The UH Hilo EDXRF Method
We use a Thermo Noran QuanX EDXRF spectrometer with a large sample chamber. The size of the sample chamber allows us to non-destructively analyze large artifacts. The specific conditions that we employ have been slightly modified since we first began operating the spectrometer, and when we make modifications, we give each method a new name based upon when it was developed. Our current method is "11-09" (meaning that it was developed and calibrated in November of 2009). The 11-09 method generates quantitative or partially quantitative data for 20 elements: Na, Mg, Al, Si, K, Ca, Ti, V, Mn, Fe, Ni, Cu, Zn, Rb, Sr, Y, Zr, Nb, Ba, and Pb. The analytical conditions of the 11-09 method are posted below:
Each condition listed above generates a range of x-ray energy by sending the tube (target) through filters, or through no filter at all. Each condition is sensitive to different elements, based roughly on atomic weight. For example, the Low Za condition (6kV with no filter at all) is best for exciting the lightest elements. To run one archaeological sample through the four conditions takes about a half an hour. Elements in the sample produce different characteristic x-rays when they are excited by the initial x-ray beam. A detector in the spectrometer sorts the x-rays generated by the sample into different energy ranges. The information collected by the detector is used to generate a spectrum that shows how many x-ray photons were detected at different energy levels. The spectrum posted below shows the different peak intensities for Rb, Sr, Y, Zr, and Nb for a sample of Mauna Kea adze quarry basalt:
To determine the quantity of each element in a sample (usually measured in parts per million for 'trace' elements, and percentages for 'major' elements), the peak intensities shown above are compared with peaks generated from samples of known composition. This is called 'calibration.' To calibrate the 11-09 method, we have used 27 geological standards. These standards are rock and sediment samples that have been extensively analyzed in different labs. Geochemists publish articles on each standard that describe the concentrations of various elements in the standard. Then the standards are distributed as homogenized rock powders to other labs. To calibrate our method, we make pressed pellets from the powdered standards using a 25-ton press, and then we analyze the pellets.
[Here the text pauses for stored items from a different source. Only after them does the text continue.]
Issue #4011, opened 2023-03-31
Create rule cross-reference parser


duncanp-sonar:
### Description

Text descriptions in rule help can include Sonar-specific markup to indicate a cross-reference to another Sonar rule.

The format is `{rule:[repository id]:[rule id]}`.
Or to put it more simply `{rule:[composite rule key]}`

e.g. `{rule:c:S131}`

The parser should accept a text string and return a list of chunks, where each chunk is either a block of text or a rule cross-reference.

PR #4018, opened 2023-04-03
Add a rule cross-reference parser

bigfluffycookie:
fixes https://github.com/SonarSource/sonarlint-visualstudio/issues/4011


src/Education.UnitTests/XamlGenerator/RawTextProcessorTests.cs
```diff
@@ -0,0 +1,96 @@
+﻿using FluentAssertions;
```
bigfluffycookie, line 1: Forgot copyright, will add it with any other necessary changes (or standalone if there are none.)

src/Education/XamlGenerator/RawTextProcessor.cs
```diff
@@ -0,0 +1,92 @@
...
+ *
+ * You should have received a copy of the GNU Lesser General Public License
+ * along with this program; if not, write to the Free Software Foundation,
+ * Inc., 51 Franklin Street, Fifth Floor, Boston, MA  02110-1301, USA.
+ */
+
+using System.Collections.Generic;
+using System.Diagnostics;
+using System.Text.RegularExpressions;
+
```
bigfluffycookie, line 24: Lots of this class was stolen from this pr -> https://github.com/SonarSource/sonarlint-visualstudio/commit/e6a0cd5089019cf2bc2e2fc0eca8ebc2deb78c42

I changed it up to instead return a list

src/Education/XamlGenerator/RawTextProcessor.cs
```diff
@@ -0,0 +1,92 @@
...
+namespace SonarLint.VisualStudio.Education.XamlGenerator
+{
+    /// <summary>
+    /// Processes special internal markup embedded in normal text
+    /// </summary>
+    internal class RawTextProcessor
```
bigfluffycookie, line 30: I don't think I like the name very much

src/Education/XamlGenerator/RawTextProcessor.cs
```diff
@@ -0,0 +1,92 @@
...
+        }
+    }
+
+    public interface IRawTextItem
+    {
+        string Text { get; }
+        bool IsCrossReference { get; }
+    }
+
+    public class RawTextItem : IRawTextItem
```
bigfluffycookie, line 81: Same with this, does RawTextItem even mean anything? Maybe just TextItem? I dont know

src/Education/XamlGenerator/RawTextProcessor.cs
```diff
@@ -0,0 +1,92 @@
...
+
+            foreach (Match match in matches)
+            {
+                Debug.Assert(match.Success, "Expecting match to have succeeded");
+                var matchGroup = match.Groups[0];
+
+                var simpleText = rawText.Substring(endOfLastMatch, matchGroup.Index - endOfLastMatch);
+                AddSimpleText(rawTextItems, simpleText);
+
+                rawTextItems.Add(new RawTextItem(matchGroup.Value, true));
```
bigfluffycookie, line 53: The matchGroup.Value will simply be -> "{rule:cpp:S123}"

src/Education/XamlGenerator/RawTextProcessor.cs
duncanp-sonar: Don't return concrete types directly if there is an available interface i.e. return `IList` rather than `List`.

Also, use the simplest data structure possible that has the functionality required by the caller.
For example, an `IList` is writable, so returning `IList` implies it's ok for the caller to change the contents. If the result should be readonly, we can use `IReadOnlyList<>`.
Also, lists are indexable i.e. the caller can access `result[1]`. 

Here, we want the returned data to be read-only, so `IReadOnlyList<>` is an option.
The caller only really needs to iterate through the list once from the start, so `IEnumerable<>` would also do since indexing is not required.

src/Education/XamlGenerator/RawTextProcessor.cs
```diff
@@ -0,0 +1,92 @@
...
+{
+    /// <summary>
+    /// Processes special internal markup embedded in normal text
+    /// </summary>
+    internal class RawTextProcessor
+    {
+        /// <summary>
+        /// Processes a text string that might/might not contain rule cross-references
+        /// </summary>
+        public static List<IRawTextItem> ProcessRawText(string rawText)
```
duncanp-sonar, line 35: `Parse` might be a better name now, given the changed responsibilities.

src/Education/XamlGenerator/RawTextProcessor.cs
duncanp-sonar: Is the caller going to be able to use this value directly, or are they going to have to do some more parsing to turn it into a usable form? e.g. stripping off the curly brackets, and perhaps extracting the composite rule id?

Ideally, the caller just wants to know that this is a cross reference and what the referenced composite rule id is without having to do any extra work.

Looking at it another way, the parser is the only thing that should need to know exactly how the cross-references are encoded in the raw text. If the format of that encoding changed (to e.g. `[CROSSREF repo=cs;rule=S123]`), only the parser should need to change.

src/Education.UnitTests/XamlGenerator/RawTextProcessorTests.cs
```diff
@@ -0,0 +1,96 @@
...
+    public class RawTextProcessorTests
+    {
+        [TestMethod]
+        public void ProcessRawText_OneCrossReference_WithSurroundingText_ReturnsListWithCorrectItems()
+        {
+            string text = " {rule:javascript:S1656} - Implements a check on";
+
+            var list = RawTextProcessor.ProcessRawText(text);
+
+            list.Count.Should().Be(3);
```
duncanp-sonar, line 17: Minor: there's a FluentAssertion for collections `Should().HaveCount(x)`.

I think there is a diagnostic analyzer that complains if we don't use it.

src/Education/XamlGenerator/RawTextProcessor.cs
```diff
@@ -0,0 +1,92 @@
...
+namespace SonarLint.VisualStudio.Education.XamlGenerator
+{
+    /// <summary>
+    /// Processes special internal markup embedded in normal text
+    /// </summary>
+    internal class RawTextProcessor
+    {
+        /// <summary>
+        /// Processes a text string that might/might not contain rule cross-references
+        /// </summary>
```
duncanp-sonar, line 34: Perhaps "Parses a text string..." rather than "Processes a text string..."

src/Education/XamlGenerator/RawTextProcessor.cs
bigfluffycookie: Hm those are good points, I was thinking the parse doesn't know what to actually do with the information so it should leave it whole but the way you explain it makes more sense

src/Education/XamlGenerator/CustomTextMarkupParser.cs
```diff
@@ -0,0 +1,114 @@
...
+ *   The SonarQube and SonarCloud suppport a special embedded syntax to indicate
+ *   cross-references between links
+ *   
+ *   e.g. https://sonarcloud.io/organizations/sonarsource/rules?languages=cs&open=csharpsquid%3AS4002&q=S4002
+ * 
+ *   The cross-references are embedded in the rule description text as follows:
+ *      {rule:[repoKey]:[ruleKey]}
+ * 
+ *   This class parses simple text strings looking for the embedded syntax and
+ *   calls the appropriate callback so the caller can render the appropriate output.
```
duncanp-sonar, line 37: The comment about the callback applied to the prototype but not this class (I thought I'd cut that bit out).

src/Education/XamlGenerator/CustomTextMarkupParser.cs
```diff
@@ -0,0 +1,114 @@
...
+ */
+
+namespace SonarLint.VisualStudio.Education.XamlGenerator
+{
+    /// <summary>
+    /// Processes special internal markup embedded in normal text
+    /// </summary>
+    internal static class CustomTextMarkupParser
```
duncanp-sonar, line 45: We'll probably need to add an interface for this to make it easier to test the classes that use it.
However, that can be done in a later PR.

src/Education/XamlGenerator/CustomTextMarkupParser.cs
```diff
@@ -0,0 +1,114 @@
...
+    internal interface ISimpleText : ITextToken { string Text { get; } }
+    internal interface IRuleCrossRef : ITextToken { SonarCompositeRuleId CompositeRuleId { get; } }
+
+    internal class SimpleText : ISimpleText
+    {
+        public string Text { get; }
+
+        public SimpleText(string text)
+        {
+            Text = text;
```
duncanp-sonar, line 101: We could throw if the `text` is null/empty. Same for the `repoKey` and `ruleKey` in the `RuleCrossRef` class. That way we can be sure that the created objects will always be valid when we consume them later.

src/Education/XamlGenerator/CustomTextMarkupParser.cs
```diff
@@ -0,0 +1,114 @@
...
+            var matches = Regex.Matches(text, "{rule:(?<repoKey>[A-Za-z]+):(?<ruleKey>[\\w]+)}");
+
+            int endOfLastMatch = 0;
+
+            foreach (Match match in matches)
+            {
+                Debug.Assert(match.Success, "Expecting match to have succeeded");
+                var matchGroup = match.Groups[0];
+
+                var simpleText = text.Substring(endOfLastMatch, matchGroup.Index - endOfLastMatch);
```
duncanp-sonar, line 64: It took me a while to work out what this code is doing and why it works (even though I wrote the prototype). A couple of comments might help anyone looking at it in the future.

e.g. 
```
// Each regex match is a an embedded rule cross reference. There might be simple text before the current group and the previous group, so we need to extract that too.
```

src/Education/XamlGenerator/CustomTextMarkupParser.cs
```diff
@@ -0,0 +1,114 @@
...
+                AddSimpleText(textTokens, simpleText);
+
+                var repoKey = match.Groups["repoKey"].Value;
+                var ruleKey = match.Groups["ruleKey"].Value;
+                textTokens.Add(new RuleCrossRef(repoKey, ruleKey));
+
+                endOfLastMatch = matchGroup.Index + matchGroup.Length;
+            }
+
+            var endText = text.Substring(endOfLastMatch);
```
duncanp-sonar, line 74:
```
// Capture any simple text after the last rule cross reference.
```

src/Education.UnitTests/XamlGenerator/CustomTextMarkupParserTests.cs
```diff
@@ -0,0 +1,164 @@
...
+using Microsoft.VisualStudio.TestTools.UnitTesting;
+using SonarLint.VisualStudio.Education.XamlGenerator;
+
+namespace SonarLint.VisualStudio.Education.UnitTests
+{
+    [TestClass]
+    public class CustomTextMarkupParserTests
+    {
+        [TestMethod]
+        public void ProcessRawText_Mulitline_OneCrossReference_WithSurroundingText_ReturnsResultWithCorrectItems()
```
duncanp-sonar, line 32: Typo - `Mulit`

duncanp-sonar (approved):
Looks good. Just a suggestion to add a couple of comments.

src/Education/XamlGenerator/CustomTextMarkupParser.cs
bigfluffycookie: You did cut it out but for some reason I copied it directly from the prototype pr instead of your comment

src/Education/XamlGenerator/CustomTextMarkupParser.cs
```diff
@@ -98,6 +98,11 @@ internal class SimpleText : ISimpleText
 
         public SimpleText(string text)
         {
+            if (string.IsNullOrEmpty(text))
+            {
+                throw new ArgumentNullException("text");
```
duncanp-sonar, line 103: Use `nameof` where possible, rather the name of the argument as a string.


Also, there is a short-form for this using `??`:

```
Text = text ?? throw new ArgumentNullException(nameof(text))
```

In the graphs below, you can see how the QuanX's calculated value for each standard compares with the published values. Note that we have a very high degree of agreement between calculated values and published values for the 'Mid-z' trace elements Rb, Sr, Y, Zr, and Nb, and poorer agreement for the lighter elements. In a perfect world, all the red dots would be on a straight line, but they are not because of a number of factors ('matrix effects' is one of the biggest problems). The graphs thus demonstrate a little about the level of analytical error that can be expected with different elements.